In determining whether there was an employment relationship between Hwang and Tuan Sing, the Court applied the standard test for whether an employment relationship exists. This states that whether an employment relationship has arisen will depend on a weighing of the following factors:
• The extent of control exerted by the putative employer over the putative employee;
• The extent of integration by the putative employee into the enterprise of the putative employer;
• The remuneration of the putative employee;
• Whether the putative employee has an obligation to work for the putative employer only;
• Whether the putative employer provides tools, equipment and training to the putative employee;
• Whether the putative employer is obliged to provide work, and the putative employee obliged to accept that work; and
• Whether the putative employer has the right to dismiss, suspend or evaluate the putative employee.
In this case, the Court held that Hwang was an employee of Tuan Sing in addition to being an employee of Nuri. It based its decision on the following factors.

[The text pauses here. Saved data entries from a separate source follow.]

PR #2005, opened 2026-07-23
feat(claw): move audit observation off the tool path

shadowfax92:
## Summary
- add a post-effect `ToolObserver` stage so audit sees the final wire result without changing it
- queue bounded, persistence-ready audit events through one process-wide worker with ordered writes and batched task projection
- coalesce session previews under real concurrency limits and drain accepted work at session close and runtime shutdown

• Hwang had been working for Tuan Sing as legal counsel since 2009.
• Tuan Sing would assign work directly to Hwang without the need for clearance from Nuri and there was no evidence that Hwang had the discretion to decline such assignments.
• Hwang was Tuan Sing’s only in-house legal counsel and his work was integral to Tuan Sing’s business.
• Tuan Sing paid half of the cost of Hwang’s salary on a reimbursement basis to Nuri.
• Tuan Sing provided Hwang with his office space and all office equipment to do his job with Tuan Sing.
There were however factors that the Court noted pointed away from a direct employment relationship with Tuan Sing:
• Hwang had not been told that he was on secondment and he himself was not sure if Tuan Sing was also his employer.
• Tuan Sing only started paying for half of Hwang’s salary as from 2014 even though he had worked for both Tuan Sing and Nuri since 2009.
• There was also a lack of formal documentation on the arrangement.
Ultimately, these factors were, in the Court’s balancing exercise, not as significant as those that supported a determination that Hwang was an employee of Tuan Sing. Accordingly, as Hwang was an employee of Tuan Sing, and as Asplenium was a subsidiary of Tuan Sing, the emails that he sent on Asplenium’s legal matters were covered by legal advice privilege.
This case is a useful reminder to companies to put in place proper arrangements particularly when in-house counsel are asked to provide services to companies that do not fall strictly within the Companies Act definition of “related companies”. The decision could well have gone the other way on a different set of facts. For example, if Hwang had only been asked on an occasional basis to provide discrete pieces of advice to Tuan Sing and Asplenium or only advised on some projects and not others.